**What the task asks**
In the data that follows, count each line holding the string "files"; answer with the number only.
■ ■ ■ ■
PR #398, opened 2026-07-23
DRAFT: fix(state): handle empty state after root invalidation

czarcas7ic:
Fixes: OS-ZCA-ADV-08

## Motivation

Invalidating the root of the non-finalized state can legitimately remove every live non-finalized chain. The state writer then unconditionally called a channel update helper that requires a best chain and panicked. Zakura unwinds the panic, but the sole state writer exits and later state writes fail until the node restarts.

## Solution

Use an invalidate/reconsider-specific channel update path. If a non-finalized chain remains, it uses the existing update helper. If the state is empty, it publishes that empty state and switches the shared chain tip back to the finalized database tip.

Normal block commits still use the original helper unchanged. The finalized database is read only after an invalidate or reconsider request leaves no non-finalized chain.

## Changelog

Added `changelog-unreleased/398.md` under `Security`.

- [ZCA-809](https://linear.app/zcale/issue/ZCA-809/os-zca-adv-08-root-invalidation-panic-in-state-writer)

### DIFF
--- a/changelog-unreleased/398.md
+++ b/changelog-unreleased/398.md
@@ -1,0 +1,4 @@
+## Security
+
+- Prevented root invalidation from stopping state writes when the non-finalized chain becomes empty
+  ([#398](https://github.com/zakura-core/zakura/pull/398)).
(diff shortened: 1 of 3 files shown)


czarcas7ic:
Do not review yet, in progress

PR #242, opened 2022-03-25
fix lmap catalogue not updating from target info

mhier:
The lmap catalogue was no longer being updated with information from its target backends. This caused the observed issues with the math plugin being forced into the wrong direction.

### DIFF
--- a/device_backends/LogicalNameMapping/src/LogicalNameMappingBackend.cc
+++ b/device_backends/LogicalNameMapping/src/LogicalNameMappingBackend.cc
@@ -206,12 +206,15 @@ namespace ChimeraTK {
 
       std::string devName = lnmInfo.deviceName;
 
-      RegisterInfo target_info(lnmInfo.clone()); //Start with a clone of this info as there is not default constructor
-      // In case the devide is not "this" replace it with the real target register info
+      RegisterInfo target_info(lnmInfo.clone()); // Start with a clone of this info as there is not default constructor
+      // In case the device is not "this" replace it with the real target register info
       if(devName != "this") {
         auto cat = _devices.at(devName)->getRegisterCatalogue();
         if(!cat.hasRegister(lnmInfo.registerName)) continue;
         target_info = cat.getRegister(lnmInfo.registerName);
+      }
+      else {
+        target_info = _catalogue_mutable.getRegister(lnmInfo.registerName);
       }
 
       lnmInfo.supportedFlags = target_info.getSupportedAccessModes();
@@ -233,6 +236,8 @@ namespace ChimeraTK {
         lnmInfo.nChannels = target_info.getNumberOfChannels();
       }
       if(lnmInfo.length == 0) lnmInfo.length = target_info.getNumberOfElements();
+
+      _catalogue_mutable.modifyRegister(lnmInfo);
     }
 
     // update catalogue info by plugins


device_backends/LogicalNameMapping/src/LogicalNameMappingBackend.cc
```diff
@@ -206,13 +206,16 @@ namespace ChimeraTK {
...
-      RegisterInfo target_info(lnmInfo.clone()); //Start with a clone of this info as there is not default constructor
-      // In case the devide is not "this" replace it with the real target register info
+      RegisterInfo target_info(lnmInfo.clone()); // Start with a clone of this info as there is not default constructor
+      // In case the device is not "this" replace it with the real target register info
       if(devName != "this") {
         auto cat = _devices.at(devName)->getRegisterCatalogue();
         if(!cat.hasRegister(lnmInfo.registerName)) continue;
         target_info = cat.getRegister(lnmInfo.registerName);
       }
+      else {
```
killenb, line 216: Isn't this redundant? The target_info can been cloned in line 209 from the exact info you are assigning here.

device_backends/LogicalNameMapping/src/LogicalNameMappingBackend.cc
```diff
@@ -233,6 +236,8 @@ namespace ChimeraTK {
         lnmInfo.nChannels = target_info.getNumberOfChannels();
       }
       if(lnmInfo.length == 0) lnmInfo.length = target_info.getNumberOfElements();
+
```
killenb, line 239: Yes, this part was actually missing. Only the copy was being modified. Seem the tests did not catch that this was missing.

killenb (changes requested):
Hm, I did the review last week, but somehow only the comments showed up.
Maybe it is because I finished it with "comment". I wanted to hear a reply whether I got that redundancy thing right in line 217.

I try "request changes" this time. Maybe then the review is accepted.

device_backends/LogicalNameMapping/src/LogicalNameMappingBackend.cc
mhier: In 209, the logical name mapped info is cloned, not the target info.

killenb: yes, traget_info is never cloned. My wording probably is easy to misunderstand (target info has been cloned .... from).

`lnmInfo` is an item of `_catalogue_mutable` ( we are iterating on it), which is cloned **into** `target_info` in line 209. So the target info is a clone of `lnmInfo`

Line 217 is calling `_catalogue_mutable.getRegisterInfo(lnmInfo.registerName)`, which creates another clone of the info for that register and assigns it to `target_info`. The only difference is that the cloning is done inside the catalogue from the "original" entry, and not from the already existing clone `lnmInfo`. But the content should be identical, thus I think it's redundant.

mhier: I understood your wording. Still, line 217 obtains the register info of the target register of the register being described by `lnmInfo`. The member names in the register info struct are obviously confusing. `lnmInfo.registerName` is not the name of the register but the name of the target register.

killenb (approved):

PR #245, opened 2022-03-31
Implement new multiplexed syntax

phako:
First part of #9441 - Parse the new syntax and provide the same accessors as with the old syntax


tests/executables_src/testMapFileParser.cpp
```diff
@@ -341,4 +341,13 @@ BOOST_AUTO_TEST_CASE(testMapFileWithCommentsParse) {
 
 /*******************************************************************************************************************/
 
+BOOST_AUTO_TEST_CASE(testMapFileNewStyleMuxed) {
+  ChimeraTK::MapFileParser map_file_parser;
+  auto [regcat, mdcat] = map_file_parser.parse("newMuxedDataAcessor.mapp");
```
mhier, line 346: This mapp file seems to be used exclusively in this particular (quite minimalistic) test case. Why can't you use newSequences.map instead?

tests/newSequences.mapp
```diff
@@ -0,0 +1,61 @@
+# name                    number of elements       address          size           bar    width   fracbits    signed
+
+# The sequences with default fixed point interpretation 32 bit int (also the shorter ones)
+TEST.MEM_MULTIPLEXED_INT 15 0 60 0
+TEST.MEM_MULTIPLEXED_INT.0 1 0 4 0
+TEST.MEM_MULTIPLEXED_INT.1 1 4 4 0
+TEST.MEM_MULTIPLEXED_INT.2 1 8 4 0
+
+# There are only 15 entries in the sequence, but the AREA has to be a multiple
+# of 4 bytes (32 bits) in order to work with the librabry and the drivers.
```
mhier, line 10: This should not be the case any more. We should be able to do "strange" register sizes and the backend is supposed to do the closest possible transfer size to include all requested bytes.

tests/newSequences.mapp
```diff
@@ -0,0 +1,61 @@
+# name                    number of elements       address          size           bar    width   fracbits    signed
```
mhier, line 1: It seems the named sequences are only appearing in the minimalistic test case which merely counts the number of registers after parsing. I would suggest to change the channel names in this map file to something arbitrary. That change should not make any difference right now.

Also, I would change the order of channel entries in at least one register, such that the lines/entries are not ordered with ascending addresses. This again should not change the test result (since the channels shall be numbered with ascending addresses, not following the line ordering in the map file).

mhier (changes requested):

killenb (approved):

device_backends/NumericAddressedBackend/include/MapFileParser.h
```diff
@@ -95,7 +102,9 @@ namespace ChimeraTK {
     /**
      * Generate 2D register name from main entry for multiplexed registers
      */
-    RegisterPath make2DName(const RegisterPath& pathName);
+    RegisterPath make2DName(const RegisterPath& pathName, const std::string& prefix);
+
+    void createMuxedAccessors(const ParsedLine &pl, std::list<ParsedLine>& channelLines, const std::string& prefix);
```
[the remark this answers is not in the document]
phako: 2 RegisterInfo Objects but yes

tests/newSequences.mapp
phako: Changed in new map file

tests/executables_src/testMapFileParser.cpp
phako: done and extended the test

tests/bam_fmc25_r1225_new_muxed.mapp
```diff
@@ -0,0 +1,101 @@
+APP0.WORD_FIRMWARE_APP                                      1            0            4      1     32      0    0
```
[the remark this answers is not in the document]
phako: Removed

device_backends/NumericAddressedBackend/src/MapFileParser.cpp
```diff
@@ -305,46 +320,56 @@ namespace ChimeraTK {
...
-      bytesPerBlock += plch.nBytes;
-      if(plch.nBytes != 1 && plch.nBytes != 2 && plch.nBytes != 4) {
+    std::vector<NumericAddressedRegisterInfo::ChannelInfo> channels;
+    size_t bytesPerBlock = 0;
+
+    for(auto& channel : channelLines) {
+      channels.emplace_back(NumericAddressedRegisterInfo::ChannelInfo{uint32_t(channel.address - pl.address) * 8,
+          channel.type, channel.width, channel.nFractionalBits, channel.signedFlag});
+      bytesPerBlock += channel.nBytes;
+      if (channel.nBytes != 1 && channel.nBytes != 2 && channel.nBytes != 4) {
```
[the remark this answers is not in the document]
phako: Yes makes sense. Issue 9653

device_backends/NumericAddressedBackend/include/MapFileParser.h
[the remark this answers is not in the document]
phako: Renamed

tests/newSequences.mapp
mhier: Sorry, I didn't realise this. Can you quickly try without the rounding to multiple of 4? It should work as well. If it still doesn't, create a ticket and change the comment to point to that ticket.

mhier (approved):

PR #247, opened 2022-04-04
Wip/9621 math only write with all params

killenb:
The math plugin is only writing if all parameters and the accessor with the math plugin itself have been written once after the device has been opened. This prevents writing several invalid values because the formula has been used without having all data.

### DIFF
--- a/device_backends/LogicalNameMapping/include/LogicalNameMappingBackend.h
+++ b/device_backends/LogicalNameMapping/include/LogicalNameMappingBackend.h
@@ -122,12 +122,10 @@ namespace ChimeraTK {
    private:
     // A version number created when opening the backend. All variables will report this version number until they are changed for the first time
     // after opening the device.
-    ChimeraTK::VersionNumber _versionOnOpen;
-    // We cannot use atomic<VersionNumber> because then share_from_this is not working any more (something with not trivially copyable if I remember correctly)
-    std::mutex _versionOnOpenMutex;
+    std::atomic<ChimeraTK::VersionNumber> _versionOnOpen{ChimeraTK::VersionNumber{nullptr}};
 
    public:
-    ChimeraTK::VersionNumber getVersionOnOpen();
+    ChimeraTK::VersionNumber getVersionOnOpen() const;
   };
 
 } // namespace ChimeraTK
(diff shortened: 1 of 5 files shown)


device_backends/LogicalNameMapping/src/LNMMathPlugin.cc
```diff
@@ -219,6 +230,20 @@ namespace ChimeraTK { namespace LNMBackend {
 
   /********************************************************************************************************************/
 
+  bool MathPlugin::checkAllParametersWritten(
+      std::map<std::string, boost::shared_ptr<NDRegisterAccessor<double>>> const& accessorsMap) {
+    bool allUpdated = true;
+    auto backend = _backend.lock(); // get a shared pointer from the weak pointer
```
mhier, line 236: Please add a comment why no check is necessary that the lock is successful (you may drop the comment what this line does, as it is very obvious).

device_backends/LogicalNameMapping/src/LNMMathPlugin.cc
```diff
@@ -307,6 +338,9 @@ namespace ChimeraTK { namespace LNMBackend {
       throw ChimeraTK::logic_error("This register with MathPlugin enabled is not writeable: " + _target->getName());
     }
 
+    // The readLatest might throw an exception. In this case preWrite() is never delegated and we must not call the target's portWrite().
+    _skipWriteTransfer = true;
```
mhier, line 342: Maybe rename `_skipWriteTransfer` into `_skipWriteOperation` or `_skipWriteDelegation`? It does not only cause the transfer to be skipped but the entire write operation is not delegated to the `_target`.

mhier (changes requested):

device_backends/LogicalNameMapping/include/LogicalNameMappingBackend.h
```diff
@@ -118,6 +118,16 @@ namespace ChimeraTK {
 
     /** Obtain list of all target devices referenced in the catalogue */
     std::unordered_set<std::string> getTargetDevices() const;
+
+   private:
+    // A version number created when opening the backend. All variables will report this version number until they are changed for the first time
+    // after opening the device.
+    ChimeraTK::VersionNumber _versionOnOpen;
+    // We cannot use atomic<VersionNumber> because then share_from_this is not working any more (something with not trivially copyable if I remember correctly)
```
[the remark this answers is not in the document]
killenb: I am using std::atomic<VersionNumber> now and got rid of the lock

killenb:
I also added the patch with boost::barrier scope to avoid yet another pull request plus review (although it's a feature creep for this pull request)

mhier (approved):

PR #248, opened 2022-04-05
make VersionNumber trivially copyable

mhier:
Does not change any existing behaviour, since the copy constructor was actually already trivial. Now, VersionNumber can be e.g. used in an std::atomic.

See my comments in #247 (may still be pending...)


killenb (approved):

killenb:
I merged this myself so I can proceed with merge request #247

PR #249, opened 2022-04-05
fix ReadAnyGroup::readAnyNonBlocking handling DiscardValueExceptions …

mhier:
…incorrectly

The preRead/postRead calls were not properly matched before, resulting in subtle bugs (deadlocks) when combining with BidirectionalProcessArrays in ApplicatioCore's testable mode.

Note: requires ChimeraTK/cppext#7

### DIFF
--- a/device/include/ReadAnyGroup.h
+++ b/device/include/ReadAnyGroup.h
@@ -496,6 +496,7 @@ namespace ChimeraTK {
   /********************************************************************************************************************/
 
   inline ReadAnyGroup::Notification ReadAnyGroup::waitAnyNonBlocking() {
+  restart_after_discard_value:
     // check if update is available
     if(notification_queue.empty()) {
       // If no notification is present, do not even execute preRead. This is necessary for two reasons:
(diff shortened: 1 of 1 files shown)


killenb (changes requested):
Please increase the required cpp-ext version in CMakeLists.txt

mhier:
> Please increase the required cpp-ext version in CMakeLists.txt

done.

device/include/ReadAnyGroup.h
```diff
@@ -509,6 +510,28 @@ namespace ChimeraTK {
...
+    auto id = notification_queue.front();
+    try {
+      // call to empty() necessary before call to front(), to gain ownership of front element
+      if(push_elements[id].getHighLevelImplElement()->_readQueue.empty()) {
+        // cannot place the call to empty() into the assert, since it must be executed also in release builds
+        assert(false);
+      }
+      push_elements[id].getHighLevelImplElement()->_readQueue.front();
+    }
+    catch(detail::DiscardValueException&) {
```
phako, line 523: Is the behavior correct in a release build? Aren't we going to waitAny without an update or at least some weird inconsistent state in that case?

phako (approved):

PR #258, opened 2022-05-20
support for ASCII registers in numeric addressed backends

mhier:


killenb (approved):
The test only checks basic behaviour with a single string. It could/should be extended to also check the following scenarios:

* Use multiple strings 
* Too long strings are truncated when writing to the device.
* Shorter strings do not leave artefacts. Rest of the buffer is null.
* When writing the max number of bytes no null byte is appended (no buffer overflow)

The last two items can only be tested if a remote value type of vector<char> is used. Currently the test ends when the first null-byte is read (c-string ends).

The implementation does everything correctly, as far as I can see.

mhier:
I added a ticket for the missing tests: https://redmine.msktools.desy.de/issues/9859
■ ■ ■ ■
**Solution for this problem**
3